Monday, July 27, 2009

Where Are The Scares?

It’s time I take a look at a movie filled with horror movie clichés and cheap scare tactics in this years haunted house movie – The Haunting in Connecticut.
If you couldn’t guess by now, I really did not enjoy this movie. The film was filled with things that we’ve seen before, and we’ve seen them done better. The movie felt like it was three hours long, it just kept dragging on and on with nothing remotely interesting happening.
The film is set in 1987 and it centers itself on Matt Campbell, a teenage boy who is being treated for cancer with a new trial therapy. After seeing how sick her son becomes during their long commutes home, his mother rents a nearby house, which we learn that it was once a funeral home.
When they are cleaning the house, Matt decides to set up his room in the basement and in doing this they discover a mortuary room. After this the family starts to become victims to some common supernatural events (doors slamming and lights flickering).
Matt begins to experience several disturbing visions from the eyes of the houses past resident, Jonah, which include some séances, a doctor carving words on corpses and also the doctor cutting off the eyelids of the dead (messed up).
That’s all the plot I’ll give you, if you want to know what happens rent or buy the movie.
This movie suffers from several problems. First, the ‘haunting” seems like a sub plot that takes the back seat to the story of Matt’s cancer and his treatment. Second, there was no originality in the film it was the same old, same old and the scares were so far apart and too few in-between that you forgot you were watching a horror movie.
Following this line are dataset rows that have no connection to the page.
PR #26, opened 2021-12-16
Fisherman Game example

BlindDev:
Each player tries to capture bigger fish (in grams for this particular example), the bigger the depth value (1-10) the bigger fish can be captured, but the chances of winning will be reduced correspondingly. Picked depth will multiply the hash value so the risk may bring the winning.
Admin finishes the game and results will be calculated. The winner takes the prize pool minus the fee. If there are no winners, the pool will be used in the next game.

### DIFF
--- a/other/fisherman/Cargo.toml
+++ b/other/fisherman/Cargo.toml
@@ -1,0 +1,21 @@
+[package]
+name = "fisherman"
+version = "0.1.0"
+edition = "2018"
+
+[dependencies]
+sbor = { path = "/Users/woof/Developing/Projects/Blockchain/radix/radixdlt-scrypto/sbor" }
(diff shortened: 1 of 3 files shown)


other/fisherman/Cargo.toml
```diff
@@ -0,0 +1,21 @@
+[package]
+name = "fisherman"
+version = "0.1.0"
+edition = "2018"
+
+[dependencies]
+sbor = { path = "/Users/woof/Developing/Projects/Blockchain/radix/radixdlt-scrypto/sbor" }
```
cbisaillon, line 7: Can you make this example compatible with scrypto v0.2.0 please ?

BlindDev: @cbisaillon 

Done

Thanks!

cbisaillon:
Thank you !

I know a few people enjoyed the flashbacks that revealed the houses eerie past, but it really didn’t do much for me.
The story and the scares might have been bad, but the acting was great. Virginia Madsen, played the mother very well and even when the movie fell into clichés, she kept a straight face and kept herself grounded. Kyle Gallner, the kid who played Matt really did a good job; he was believable even in the movie’s more silly and unusual moments. The last person I’m going to mention is Elias Koteas (Casey Jones from the Teenage Mutant Ninja Turtles movie) he played the reverend and had some of the best lines in the movie.
In the end the movie doesn’t offer us anything new and it fails on certain levels. The film seemed very unbalanced in areas and the pacing was not done well at all. I saw things in the movie that could have been interesting if they were flushed out, but the script seemed a little rushed and I don’t feel that we really got a solid haunted house movie experience. The 2005 remake of the Amityville Horror was better then this film and that’s saying something.
I did purchase the movie, because my name does appear in the credits of the fear is real documentary on the two discs set version. The Fear is Real is a documentary that covers the haunting and it’s much better then the movie itself.